Shifting Tariffs Spur Country-of-Origin Challenges for Electronics Buyers

By Jonathan Cassell, Lead Analyst of Supplyframe Commodity IQ

The rapidly changing tariff situation adds new layers of consternation for buyers across all industries as they struggle to navigate country-of-origin (COO) issues intrinsic to the globally connected electronics industry.

In theory, COO is a simple matter, defined as the country where a product was produced, a factor that determines whether or not that product is subject to different tariffs or duties. In practice, however, COO is far harder to determine in the electronics industry, where products are often processed in multiple countries and true national origin can be obfuscated by imprecise identification and inconsistent nomenclature. As a result, companies will likely end up paying tariffs despite their best efforts to avoid them.

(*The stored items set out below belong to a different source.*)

PR #33, opened 2026-04-18
feat(rules): SUB-RULE named rule subsets (M1.D-7)

madeye:
## Summary
- Implements SUB-RULE dispatch (M1.D-7): named rule subsets referenced via `SUB-RULE,<name>`.
- Adds `SubRuleRule` in mihomo-rules wrapping `Arc<Vec<Box<dyn Rule>>>` so blocks share a single Arc.
- Extends `Rule` trait with `match_and_resolve(...) -> Option<String>`; match_engine switches to the new API so dispatch into sub-rules is transparent to tunnel.
- mihomo-config `sub_rules_parser`: DFS cycle detection with path-aware errors, topological build order, hard-error on undefined block (Class A), warn-once on empty block (Class B).

Originally opened as PR #32 (stacked on PR #31). Closed automatically when #31 merged with --delete-branch; this PR is the rebased-onto-main replacement.

## Test plan
- [x] 13 unit tests in sub_rule.rs (A1-A6, B1-B3)
- [x] 7 sub_rules_parser tests
- [x] 9 end-to-end config tests (undefined, cycles, diamond-negative, inner-match, fall-through, forward-ref, empty-block)
- [x] Local gates: cargo fmt --check, clippy -D warnings, cargo test --lib

### DIFF
--- a/crates/mihomo-api/tests/api_test.rs
+++ b/crates/mihomo-api/tests/api_test.rs
@@ -12,30 +12,13 @@ use tower::ServiceExt;
 
 fn test_raw_config() -> RawConfig {
     RawConfig {
-        port: None,
-        socks_port: None,
         mixed_port: Some(7890),
-        allow_lan: None,
-        bind_address: None,
         mode: Some("rule".into()),
-        log_level: None,
-        ipv6: None,
-        external_controller: None,
-        secret: None,
-        dns: None,
-
-        proxies: None,
-        proxy_groups: None,
         rules: Some(vec![
             "DOMAIN,example.com,DIRECT".into(),
             "MATCH,REJECT".into(),
         ]),
-        rule_providers: None,
-        subscriptions: None,
-        tproxy_port: None,
-        tproxy_sni: None,
-        routing_mark: None,
-        hosts: None,
+        ..Default::default()
     }
 }
 
--- a/crates/mihomo-app/tests/systemd_config_test.rs
+++ b/crates/mihomo-app/tests/systemd_config_test.rs
@@ -4,29 +4,13 @@ use std::os::unix::fs::PermissionsExt;
 
 fn minimal_raw_config() -> RawConfig {
     RawConfig {
-        port: None,
-        socks_port: None,
         mixed_port: Some(7890),
-        allow_lan: None,
-        bind_address: None,
         mode: Some("rule".into()),
-        log_level: None,
-        ipv6: None,
-        external_controller: None,
-        secret: None,
-        dns: None,
-        proxies: None,
-        proxy_groups: None,
         rules: Some(vec![
             "DOMAIN,example.com,DIRECT".into(),
             "MATCH,REJECT".into(),
         ]),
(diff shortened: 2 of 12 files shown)


madeye:
Post-merge architectural review (second pass, per team-lead request):

The `Rule::match_and_resolve` addition is **sound** — default delegates to the existing `match_metadata` + `adapter()` pair, so every pre-existing rule works unchanged and only `SubRuleRule` needs the override. Avoiding a breaking signature change on `Rule::match_metadata` (which has many impls) was the right call.

Three observations worth capturing here for the next engineer, no amendment required:

**1. Trait doc could flag the SUB-RULE-inside-logic interaction.** `AndRule`/`OrRule`/`NotRule` do NOT override `match_and_resolve`, so a SUB-RULE used as a child of a logic combinator falls through the default path: the combinator's own `match_metadata` calls the SubRule's `match_metadata` (which discards the inner adapter) and the combinator returns its own `adapter()`. This is consistent with upstream `rules/logic/logic.go` (logic combinators own the target, SUB-RULE doesn't), but the `match_and_resolve` doc in `mihomo-common/src/rule.rs:93-101` says *"override only when the resolved target must come from some other source — notably SUB-RULE"* and doesn't note that wrapping a SUB-RULE in AND/OR/NOT collapses back to the outer combinator's adapter. One sentence added to the doc would prevent a future engineer from "fixing" this by plumbing `match_and_resolve` through the logic combinators — which would silently diverge from upstream.

**2. Cycle detection is top-level-only (and that's fine).** `sub_rules_parser::parse_sub_rule_reference` only catches `SUB-RULE,<name>` lines at column 0 of a sub-rule block. A SUB-RULE nested inside an `AND,((SUB-RULE,X),...)` expression would bypass it — but `parse_one_rule_or_subrule` is not wired to the `sub_rules` resolver inside `mihomo_rules::parse_rule`'s logic path, so that nesting is not currently parseable. Noted for when/if logic rules gain SUB-RULE awareness (doesn't need to happen in M1).

**3. `SubRuleRule::match_metadata` vs `match_and_resolve` semantics.** The impl keeps `match_metadata` as "did anything match?" (line 67) for "API compatibility". That's the correct choice — callers who only want boolean membership (e.g. rule-ordering or stats counters keyed on top-level rule type) stay unsurprised. If a future `RuleMatchCounters` instrumentation (ADR-0004 §7 worked example) counts at `match_metadata` time, it will count SUB-RULE matches as type `SUB-RULE`, not the matched inner rule's type. That is the correct behaviour — ADR-0004 §1 Class I constraints rule out nested inner type labels — but worth noting in the M1.H-2 test plan.

No action required on this PR. Flagging for follow-up:
- One-line doc amendment to `Rule::match_and_resolve` (trivial, can ride a future PR that touches `mihomo-common/src/rule.rs`).
- Engineer on M1.H-2 (task #18) to confirm rule-match counter keys by top-level `rule_type()` not inner SUB-RULE match type.

Approving architectural shape.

The International Organization for Standardization (ISO) officially determines COO, classifying international country codes using the ISO 3166-1 standard. China, for example, is denoted as CN according to the ISO 3166-1 list. However, companies can employ varying names, sometimes identifying the COO as “China” rather than “CN.”

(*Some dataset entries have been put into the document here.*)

PR #138, opened 2026-05-24
feat(snell): add Snell v4/v5 outbound adapter

missuo:
## Summary

- New `meow-proxy::snell` module porting the client side of [missuo/opensnell](https://github.com/missuo/opensnell): Argon2id KDF + AES-128-GCM AEAD framing with padding interleave and burst-aware payload-limit ramp-up, optional http/tls simple-obfs (reusing the SS codec), UDP-over-TCP datagram framing exposed as a `ProxyPacketConn`, and a bounded LIFO reuse pool for `CommandConnectV2` sessions (10 idle / 15 s max age / 2 uses per conn / 500 ms tail drain).
- YAML parser accepts mihomo-compatible `type: snell` blocks (`server`, `port`, `psk`, `version`, `udp`, `reuse`, `obfs-opts.{mode,host}`).
- New `snell` cargo feature on `meow-proxy` + `meow-config`, enabled by default.

Wire format implemented = snell v4 / v5 (client-side identical, matching opensnell's scope). Mihomo's legacy v1 / v2 / v3 wires are intentionally rejected at parse time with a Class-A error per ADR-0002.

Closes the Snell row in `docs/gap-analysis.md` (was "Medium priority Gap").

## Test plan

- [x] `cargo fmt --all --check`
- [x] `cargo clippy --all-targets -- -D warnings` — default features, `--no-default-features --features snell`, and the touched-crate set all clean.
- [x] `cargo test -p meow-proxy --features snell --lib snell::` — 9 unit tests pass (KDF determinism, AEAD frame round-trip through a duplex, bit-balanced padding, padding swap reversibility, nonce wrap, zero-chunk half-close detection, UDP request frame layout v4/v6).
- [x] Live end-to-end smoke test (`crates/meow-proxy/tests/snell_smoke.rs`, gated behind `SNELL_SMOKE=1` so CI never dials anyone): `SNELL_SMOKE=1 SNELL_SERVER=… SNELL_PSK=… cargo test -p meow-proxy --features snell --test snell_smoke -- --nocapture` — proxied `GET /ip` to `httpbin.org` and got back `HTTP/1.1 200 OK` with the `origin` field showing the proxy's IP, confirming the full handshake / AEAD / response-decode path is correct.

## Reference

Built by porting [`missuo/opensnell`](https://github.com/missuo/opensnell)'s `components/snell` client package to Rust + tokio. The reuse-pool semantics (max 2 sessions per TCP, 500 ms drain-before-reuse) and the v4 payload-limit ramp + padding-interleave specifics all follow that reference verbatim.

### DIFF
--- a/Cargo.lock
+++ b/Cargo.lock
@@ -118,7 +118,7 @@ version = "1.1.5"
 source = "registry+https://github.com/rust-lang/crates.io-index"
 checksum = "40c48f72fd53cd289104fc64099abca73db4166ad86ea0b4341abe65af83dadc"
 dependencies = [
- "windows-sys 0.60.2",
+ "windows-sys 0.61.2",
 ]
 
 [[package]]
@@ -129,7 +129,7 @@ checksum = "291e6a250ff86cd4a820112fb8898808a366d8f9f58ce16d1f538353ad55747d"
 dependencies = [
  "anstyle",
  "once_cell_polyfill",
- "windows-sys 0.60.2",
+ "windows-sys 0.61.2",
 ]
 
 [[package]]
@@ -174,6 +174,18 @@ source = "registry+https://github.com/rust-lang/crates.io-index"
 checksum = "6a3a1fd6f75306b68087b831f025c712524bcb19aad54e557b1129cfa0a2b207"
 dependencies = [
  "rustversion",
+]
+
+[[package]]
+name = "argon2"
+version = "0.5.3"
+source = "registry+https://github.com/rust-lang/crates.io-index"
+checksum = "3c3610892ee6e0cbce8ae2700349fcf8f98adb0dbfbee85aec3c9179d29cc072"
+dependencies = [
+ "base64ct",
+ "blake2",
+ "cpufeatures 0.2.17",
+ "password-hash",
 ]
 
 [[package]]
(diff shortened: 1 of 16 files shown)


madeye:
Thanks for the contribution! This PR currently has merge conflicts with main and no CI results. Would you be able to rebase it onto the latest main? Quite a few perf-focused changes landed recently (including in `meow-proxy` and `meow-transport`), so a rebase will also let CI run against the current codebase. Happy to review once it's green.

missuo:
Thanks for taking a look! Rebased onto latest main (`bae6bdb`) — the branch is conflict-free now and CI should be able to run.

Notes from the rebase:

- **Feature merges**: main added `vmess` to the default feature sets while this branch adds `snell`; both are kept. The duplicate `aes-gcm` workspace dependency is deduped to the one main introduced for vmess (snell only needs `Aes128Gcm`, fully covered).
- **Feature wiring**: main moved `meow-app` to explicit per-protocol feature forwarding (the `full` bundle) instead of inheriting crate defaults, so I added `snell = ["meow-config/snell", "meow-proxy/snell"]` and included it in `full` — without this the binary parsed configs but rejected `type: snell`.
- **One rustdoc fix**: an intra-doc link in `snell/pool.rs` pointed at a private const, which trips `RUSTDOCFLAGS="-D warnings"` on current main.

Full regression bar is green locally (fmt, three-way clippy with `-D warnings`, rustdoc, `cargo test --lib`). Also re-verified end-to-end against a live snell v5 server after the rebase: HTTP CONNECT + SOCKS5 inbounds through the adapter, plus a 5 MB download, all routed and completed cleanly.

Moreover, country-of-origin designations can be vague. For example, some companies might identify a part as being sourced from several nations, making it unclear what the true COO is for a particular part. As a result, buyers sometimes don’t know which country the part is sourced from until they place an order.

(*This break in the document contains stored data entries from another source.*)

PR #224, opened 2026-06-16
feat(proxy): implement hysteria2 outbound in-tree on Quinn

gengjiawen:
本实现经 Composer 2.5 与 GPT-5.5 xhigh 审计。 Cursor 里没额度跑 claude 了 :)

## Summary

- 在 `meow-proxy` 内实现 Hysteria2 出站客户端（基于 Quinn），覆盖 HTTP/3 认证、TCP 流帧、UDP datagram、Salamander 混淆与端口跳跃。
- 认证后保持 HTTP/3 session 存活，避免 `poll_close` 过早关闭 QUIC 连接导致代理流失败。
- 新增 `hysteria2_integration` 集成测试：从官方 Docker 镜像提取 hysteria server 二进制并以宿主机子进程运行（Quinn 在嵌套容器 `docker --network container:…` 环境下无法完成握手）。
- 扩展 `meow-config` 解析与 README/CI 说明。

## Test plan

- [x] `cargo test --lib`
- [x] `cargo test --test hysteria2_integration --features hysteria2`
- [x] CI green on `codex/hysteria2`

Made with [Cursor](https://cursor.com)

### DIFF
--- a/.github/workflows/test.yml
+++ b/.github/workflows/test.yml
@@ -113,6 +113,11 @@ jobs:
       - name: Trojan integration tests
         run: cargo test --test trojan_integration -- --nocapture
 
+      - name: Hysteria2 Docker integration tests
+        env:
+          MEOW_REQUIRE_DOCKER: "1"
+        run: cargo test -p meow-proxy --features hysteria2 --test hysteria2_integration -- --nocapture
+
       - name: v2ray-plugin integration tests
         run: cargo test --test v2ray_plugin_integration -- --nocapture
 
--- a/Cargo.lock
+++ b/Cargo.lock
@@ -1293,6 +1293,34 @@ dependencies = [
 ]
 
 [[package]]
+name = "h3"
+version = "0.0.8"
+source = "registry+https://github.com/rust-lang/crates.io-index"
+checksum = "10872b55cfb02a821b69dc7cf8dc6a71d6af25eb9a79662bec4a9d016056b3be"
+dependencies = [
+ "bytes",
+ "fastrand",
+ "futures-util",
+ "http",
+ "pin-project-lite",
+ "tokio",
+]
+
+[[package]]
+name = "h3-quinn"
+version = "0.0.10"
+source = "registry+https://github.com/rust-lang/crates.io-index"
+checksum = "8b2e732c8d91a74731663ac8479ab505042fbf547b9a207213ab7fbcbfc4f8b4"
+dependencies = [
+ "bytes",
+ "futures",
+ "h3",
+ "quinn",
+ "tokio",
+ "tokio-util",
+]
+
+[[package]]
 name = "half"
 version = "2.7.1"
 source = "registry+https://github.com/rust-lang/crates.io-index"
@@ -2179,12 +2207,16 @@ dependencies = [
  "argon2",
  "async-trait",
  "base64",
+ "blake2",
  "bytes",
  "chacha20poly1305",
  "crc32fast",
  "futures",
+ "h3",
+ "h3-quinn",
  "hex",
  "hmac",
+ "http",
  "libc",
  "md-5",
  "meow-common",
@@ -2202,6 +2234,7 @@ dependencies = [
  "smol_str",
  "socket2 0.5.10",
  "tempfile",
+ "thiserror 2.0.18",
  "tokio",
  "tokio-rustls",
  "tracing",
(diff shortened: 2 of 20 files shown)


gengjiawen:
@madeye Can you take a look, thx

madeye:
## Review notes: QUIC/TLS backend choice

Reviewed the QUIC and crypto-stack design. Summary: **the library and crypto choices are sound — keep `quinn` + rustls/`ring`.** Details and a couple of follow-ups below.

The multinational nature of the electronics supply chain can further complicate matters. For example, if a buyer orders parts from Taiwan’s TSMC, a major question is where those parts go after TSMC, such as outsourced semiconductor assembly and test (OSAT) operations in other countries. The involvement of other nations determines the COO for these parts.

China represented more than a third of the global OSAT business last year., This sizeable and growing share, with five Chinese firms among the top 20 players worldwide, is a significant concern for semiconductor buyers, given the already-levied 10% and potentially more intense U.S. tariffs on chips exported from China.

These complicating factors require buyers to engage in extensive manual interpretation to determine the true COO, requiring much more time and effort than conducting a simple search for country codes. Given the speed of change on the tariff front, buyers will likely have to pay tariffs.

These factors contribute to the rising demand risk for buyers in Q1. According to the Commodity IQ Market Dynamics Forecast, 47% of direct materials categories (electronic components and flash-based storage devices) tracked by Supplyframe are forecast to present high supply chain risk for buyers in Q1, almost double the 24% in Q4.

In reaction to this uncertainty and increase in risk, buyers should strive to improve their agility and adaptability. Companies must adopt a fast-reaction mindset to adjust to the velocity and volatility of change in the era of quickly changing tariffs. Purchasing organizations should develop dashboards to promptly identify emerging country-of-origin risks and develop strategies to accommodate current conditions.